Lawyers for the victims have said that the diocese has not been cooperative in turning over necessary documents. Krause ordered the diocese to supply church documents “as requested” by plaintiffs’ lawyers.

Krause’s order is distinguished from an earlier decision by Superior Court Judge Richard J. Israel, who stepped down from the case last fall.

Krause said he deviated from the earlier ruling because circumstances have changed since Israel’s decision in January 2000. And he also pointed to a “commitment of transparency and openness” declared at the U.S. Conference of Catholic Bishops last month in Dallas.

The diocese also had claimed the evidence requested by the alleged victims was not relevant to the case.

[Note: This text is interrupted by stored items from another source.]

PR #172, opened 2025-05-15
116 add rate limiting

zeeshan595:
pipeline

- [x] New Feature
- [ ] Bug Fix

- adds global rate limit for all endpoints
- integration test for global rate limit
- function for adding custom rate limits per endpoint
- rate limit is done by ip address, access token or the developer can provide their own key for custom rate limit on endpoint
- improved environment variables config, added default values for better developer experience

[116](https://github.com/orgs/Holo-Host/projects/10?pane=issue&itemId=97759210&issue=Holo-Host%7Cholo-host-private%7C116)


rust/holo-public-api/src/middlewares/limiter.rs
```diff
@@ -0,0 +1,91 @@
+use actix_web::{
+    body::{BoxBody, MessageBody},
+    dev::{ServiceRequest, ServiceResponse},
+    http::StatusCode,
+    middleware::Next,
+    web, Error,
+};
+use deadpool_redis::{redis::AsyncCommands, Pool};
```
mattgeddes, line 8: Is the redis instance shared across all of the API service instances? How/where is it being deployed?

mattgeddes (approved):

rust/holo-public-api/src/middlewares/limiter.rs
zeeshan595: Yep, it is a central digital ocean instance basically the same way mongodb is hosted. Ideally we want to deploy it via pulumi but the whole api right now does not have any infra. I manually created it via digital ocean portal

Both mongodb and redis are connected via a private network, they also have a whitelist rule so only the api (+allowed services) are allowed to access them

Krause disagreed, saying “an integral part of a plaintiff’s burden of proof in these cases is to demonstrate a hierarchical defendant’s knowledge about an offending cleric.”

The victims’ request, Krause said, was “properly targeted” because it may “lead to admissible evidence as to whether an alleged supervisor, such as defendant Gelineau, knew that ensuing sexual misconduct by a priest, would, in all likelihood, occur.”

Krause ruled that admissible evidence may be direct or circumstantial, written or oral. He also ruled that in cases where a potential clergy-penitent privilege overlaps with secular functions, “the balance must tip in favor of disclosure, not secrecy.”